The first iron objects were seen in Britain shortly before 600 bc. As iron began rapidly to replace bronze, bronze was reserved primarily for decorative objects. Weapons at burial sites indicate the prestige of the warrior class. Forts were built on hills throughout Britain, forming a network of strongholds that controlled large areas. Maiden Castle in Dorset had multiple ditches and sloping walls of chalk and earth for defense. (These defenses proved insufficient against the Roman Army, which stormed Maiden Castle shortly after invading Britain in the mid-1st century ad.)
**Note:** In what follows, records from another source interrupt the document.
Issue #1152, opened 2019-12-11
Method `exec_ceph_cmd()` silently drops list items from the output


mbukatov:
## Description of the problem

Method `exec_ceph_cmd()` silently drops list items from the output if an item evaluates to False.

## Steps to reproduce

Run:

```
ceph_osd_ls = ct_pod.exec_ceph_cmd(ceph_cmd="ceph osd ls")
```

## Actual Results

```
(Pdb) p ceph_osd_ls
[1, 2]
```

## Expected Results

```
(Pdb) p ceph_osd_ls
[0, 1, 2]
```

## Additional Information

When run from command line, output of `ceph osd ls` looks like this:

```
# ceph osd ls --format json-pretty
[
    0,
    1,
    2
]
#
```

But because `exec_ceph_cmd()` method contains following code:

https://github.com/red-hat-storage/ocs-ci/blob/47ffc61c6146b2f9a04c0e515ca828a9bb7aa630/ocs_ci/ocs/resources/pod.py#L206

The first item from the list is dropped silently. I don't think this makes any sense.

Suggested fix includes:
- logging of the raw output (`out` variable) in DEBUG level
- dropping the filtering altogether

## List of workaround

When this BZ is fixed by dropping the filtering, the following workarounds should be removed:

- [ ] https://github.com/red-hat-storage/ocs-ci/blob/f7b31ee7e1c90430bb8a18dc008981962c269f93/tests/manage/monitoring/conftest.py#L990

This is may not be complete.

gklein:
The reason that first item is drop is because "0" is being evaluated to False under the existing filter. 

```
In: out = [0, 1, 2, 3]

#With a filter:
In: [item for item in out if item]
Out: [1, 2, 3]

#Without any filter:
In: [item for item in out]
Out: [0, 1, 2, 3]

#Filter only an empty string (but not a zero number, empty list or empty dictionary) 
In: [item for item in out if not item == '' ]
Out: [0, 1, 2, 3]
```

mbukatov:
> The reason that first item is drop is because "0" is being evaluated to False under the existing filter.

I understand that, which is why I listed the code line in question. What I don't understand is why is it a good idea to do such filtering in a general method like `exec_ceph_cmd()`.

gklein:
> > The reason that first item is drop is because "0" is being evaluated to False under the existing filter.
> 
[...]

PR #1157, opened 2019-12-11
Change exec_ceph_cmd() so it won't filter anything of the command output

gklein:
A zero int or float which evaluates to false with the current condition, should not be filtered out.

Fixes: #1152 

### DIFF
--- a/ocs_ci/ocs/resources/pod.py
+++ b/ocs_ci/ocs/resources/pod.py
@@ -203,7 +203,7 @@ class Pod(OCS):
 
         # For some commands, like "ceph fs ls", the returned output is a list
         if isinstance(out, list):
-            return [item for item in out if item]
+            return [item for item in out if not item == ""]
         return out
 
     def get_storage_path(self, storage_type='fs'):
--- a/ocs_ci/ocs/resources/pod.py
+++ b/ocs_ci/ocs/resources/pod.py
@@ -203,7 +203,7 @@ class Pod(OCS):
 
         # For some commands, like "ceph fs ls", the returned output is a list
         if isinstance(out, list):
-            return [item for item in out if not item == ""]
+            return [item for item in out]
         return out
 
     def get_storage_path(self, storage_type='fs'):
--- a/ocs_ci/ocs/resources/pod.py
+++ b/ocs_ci/ocs/resources/pod.py
@@ -188,6 +188,7 @@ class Pod(OCS):
 
         Returns:
             dict: Ceph command output
+            (For some commands, like "ceph fs ls", the returned output is a list)
 
         Raises:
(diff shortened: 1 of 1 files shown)


ocs_ci/ocs/resources/pod.py
```diff
@@ -203,7 +203,7 @@ def exec_ceph_cmd(self, ceph_cmd, format='json-pretty'):
 
         # For some commands, like "ceph fs ls", the returned output is a list
         if isinstance(out, list):
-            return [item for item in out if item]
+            return [item for item in out if not item == ""]
```
vasukulkarni: I am up for dropping this line completely, let the test program handle what it needs rather than preprocess here?

gklein: Fine with me, I thought there was an intention here to filter empty strings, but let remove it and run some testing to make sure it doesn't break anything.

gklein:
> PR validation [Job UNSTABLE](https://ocs4-jenkins.rhev-ci-vms.eng.rdu2.redhat.com/job/qe-trigger-test-pr/729//testReport) (some or all tests failed).

There was only one failure in a must-gather test:
https://ocs4-jenkins.rhev-ci-vms.eng.rdu2.redhat.com/job/qe-trigger-test-pr/729/testReport/tests.manage.z_cluster.test_must_gather/TestMustGather/test_must_gather/

Seems to be due to #1036

ocs_ci/ocs/resources/pod.py
```diff
@@ -203,7 +203,7 @@ def exec_ceph_cmd(self, ceph_cmd, format='json-pretty'):
 
         # For some commands, like "ceph fs ls", the returned output is a list
         if isinstance(out, list):
-            return [item for item in out if item]
+            return [item for item in out]
```
petr-balogh: ok this is just copy of the out list here, this case I guess we can remove completely this line and line above and just return out on line 207 as we will return list anyway. Or do I miss something here?

petr-balogh: and if we return list in some cases we should put it to returns section in the docstring. So comment in line 204 should be moved there to docstring.

ocs_ci/ocs/resources/pod.py
```diff
@@ -188,6 +188,7 @@ def exec_ceph_cmd(self, ceph_cmd, format='json-pretty'):
 
         Returns:
             dict: Ceph command output
+            (For some commands, like "ceph fs ls", the returned output is a list)
```
petr-balogh: You can just start line like:

´´´
list: For some commands...
´´´

ebenahar:
Closing. Please re-open if needed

The Celtic-speaking tribes and clans that occupied Britain during the Iron Age slowly gave way to kingdoms ruled by powerful dynasties that included queens as well as kings. The Iron Age saw the first development of towns in Britain; these settlements functioned as the hub of political, religious, and commercial activities. These towns went on to become important administrative and trading centers under the Romans. But most Britons still lived by farming.

VII

Roman Britain

Roman general Julius Caesar invaded Britain in 55 bc and returned the following year to defeat the people of Britain. The Britons maintained political freedom and paid tribute to Rome for almost a century before Roman emperor Claudius I initiated the systematic conquest of Britain in ad 43. Some tribes resisted stubbornly, and in 61 the Celtic queen Boudicca led a bloody but unsuccessful rebellion. At this time Britain became an imperial province of the Roman Empire, called Britannia, administered by Roman governors.

For the next 400 years, until the early 5th century, Britain was ruled by Romans and paid Roman taxes. Most of the people of Roman Britain, however, were descendants of Iron Age Britons, and many of the their traditions and ways of life continued and contributed to the development of a new, Romanized way of life in Britain. Contact with the Roman world brought to Britain city life and the concept of citizenship, an extensive trade network reaching as far as the Mediterranean Sea, a new group of deities, and the Latin language.

The main concern of Roman administration was to maintain just and orderly government and to spread Roman civilization. The most important person was the emperor’s deputy, the governor. A procurator looked after financial affairs. The tribes were organized into groups of Roman citizens called civitates (singular, civitas), and each civitas had a capital town. The towns had facilities such as amphitheaters, temples, baths, and a forum or marketplace. These capitals later developed into the most important cities in England.

Most people still lived in the countryside in Roman Briton. Their dwellings ranged from simple huts of wattle and daub (branches and twigs covered with mud and clay) to substantial Roman farmhouses known as villas. Free peasants and serfs probably provided farm labor.

Most Roman soldiers were stationed away from the towns. Forts along the southeastern coast offered protection against attack from the sea. At the northern boundary of Roman Britain, Hadrian’s Wall went up, starting in ad 122, as defense against hostile tribes to the north.

One reason the Romans invaded Britain was its mineral wealth. Copper, iron, lead, and silver were extracted from mines in Britain. Tin was alloyed with lead to make pewter. The port at London became a center of export. Other exports included grain, wool, and textiles.

With the gradual collapse of the Roman Empire already under way, Rome lost control of Britain and its other provinces in western Europe by the early 5th century. The arrival of the Angles and Saxons in the 5th and 6th centuries heralded the next stage in the history of Britain.